= Extracted entries =
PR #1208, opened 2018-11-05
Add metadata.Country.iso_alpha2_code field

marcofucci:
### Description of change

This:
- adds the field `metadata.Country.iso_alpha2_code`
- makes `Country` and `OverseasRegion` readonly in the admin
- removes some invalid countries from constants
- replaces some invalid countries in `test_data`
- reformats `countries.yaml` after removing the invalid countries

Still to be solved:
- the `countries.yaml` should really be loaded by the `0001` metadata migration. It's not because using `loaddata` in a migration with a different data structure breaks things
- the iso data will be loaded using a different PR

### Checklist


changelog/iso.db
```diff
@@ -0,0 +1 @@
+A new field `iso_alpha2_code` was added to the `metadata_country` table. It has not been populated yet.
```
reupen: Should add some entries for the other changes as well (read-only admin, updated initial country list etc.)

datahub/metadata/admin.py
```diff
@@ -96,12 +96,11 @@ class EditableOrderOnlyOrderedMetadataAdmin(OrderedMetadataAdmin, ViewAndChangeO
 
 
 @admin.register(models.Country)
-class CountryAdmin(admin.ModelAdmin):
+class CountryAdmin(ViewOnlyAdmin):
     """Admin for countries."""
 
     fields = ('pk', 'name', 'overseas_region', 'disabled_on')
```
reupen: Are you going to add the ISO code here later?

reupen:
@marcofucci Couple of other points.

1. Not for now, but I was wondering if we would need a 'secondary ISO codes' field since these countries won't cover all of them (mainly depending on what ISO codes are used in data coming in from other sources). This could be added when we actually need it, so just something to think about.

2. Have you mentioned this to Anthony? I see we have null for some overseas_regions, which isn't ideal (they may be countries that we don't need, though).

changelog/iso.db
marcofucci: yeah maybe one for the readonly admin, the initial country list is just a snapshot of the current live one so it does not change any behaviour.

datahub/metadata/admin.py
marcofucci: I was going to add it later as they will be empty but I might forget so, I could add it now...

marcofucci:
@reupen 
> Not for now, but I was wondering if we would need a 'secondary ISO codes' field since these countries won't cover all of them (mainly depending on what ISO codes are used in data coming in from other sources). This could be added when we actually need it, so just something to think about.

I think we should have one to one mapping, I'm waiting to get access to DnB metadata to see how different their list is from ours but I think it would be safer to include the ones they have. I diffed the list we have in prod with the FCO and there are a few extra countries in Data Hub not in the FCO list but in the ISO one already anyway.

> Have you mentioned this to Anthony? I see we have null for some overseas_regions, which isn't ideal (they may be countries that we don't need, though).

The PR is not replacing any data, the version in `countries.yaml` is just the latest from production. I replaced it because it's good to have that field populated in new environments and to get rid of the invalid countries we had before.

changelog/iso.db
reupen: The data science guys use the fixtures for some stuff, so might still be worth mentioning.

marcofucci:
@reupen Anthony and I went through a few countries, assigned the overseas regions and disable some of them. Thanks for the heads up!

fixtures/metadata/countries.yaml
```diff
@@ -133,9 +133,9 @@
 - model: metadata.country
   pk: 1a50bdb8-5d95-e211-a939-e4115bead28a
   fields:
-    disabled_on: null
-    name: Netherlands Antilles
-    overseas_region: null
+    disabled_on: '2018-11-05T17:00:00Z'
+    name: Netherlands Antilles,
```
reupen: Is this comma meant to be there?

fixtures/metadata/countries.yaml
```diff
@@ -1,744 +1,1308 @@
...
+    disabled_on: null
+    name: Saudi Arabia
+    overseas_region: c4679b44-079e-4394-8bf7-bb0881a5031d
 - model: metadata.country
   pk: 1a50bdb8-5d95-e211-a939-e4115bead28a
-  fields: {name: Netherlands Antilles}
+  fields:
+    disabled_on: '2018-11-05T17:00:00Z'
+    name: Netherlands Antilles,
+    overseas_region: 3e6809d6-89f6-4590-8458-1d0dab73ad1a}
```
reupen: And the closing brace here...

==

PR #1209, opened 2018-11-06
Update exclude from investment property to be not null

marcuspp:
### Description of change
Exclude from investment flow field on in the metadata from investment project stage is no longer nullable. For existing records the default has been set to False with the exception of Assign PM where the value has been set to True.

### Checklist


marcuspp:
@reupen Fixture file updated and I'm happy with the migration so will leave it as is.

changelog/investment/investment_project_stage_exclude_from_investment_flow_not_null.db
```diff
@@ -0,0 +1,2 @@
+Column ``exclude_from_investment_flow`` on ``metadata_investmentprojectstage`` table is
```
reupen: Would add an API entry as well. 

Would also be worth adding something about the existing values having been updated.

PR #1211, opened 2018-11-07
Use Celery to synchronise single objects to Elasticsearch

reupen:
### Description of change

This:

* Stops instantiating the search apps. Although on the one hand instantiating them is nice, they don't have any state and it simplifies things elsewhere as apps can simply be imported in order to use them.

= About this task =
Produce a word-for-word copy of everything above from the line holding "PR #1208, opened 2018-11-05" down to the line holding "Still to be", with both of those lines kept.

= Reply =
PR #1208, opened 2018-11-05
Add metadata.Country.iso_alpha2_code field

marcofucci:
### Description of change

This:
- adds the field `metadata.Country.iso_alpha2_code`
- makes `Country` and `OverseasRegion` readonly in the admin
- removes some invalid countries from constants
- replaces some invalid countries in `test_data`
- reformats `countries.yaml` after removing the invalid countries

Still to be solved:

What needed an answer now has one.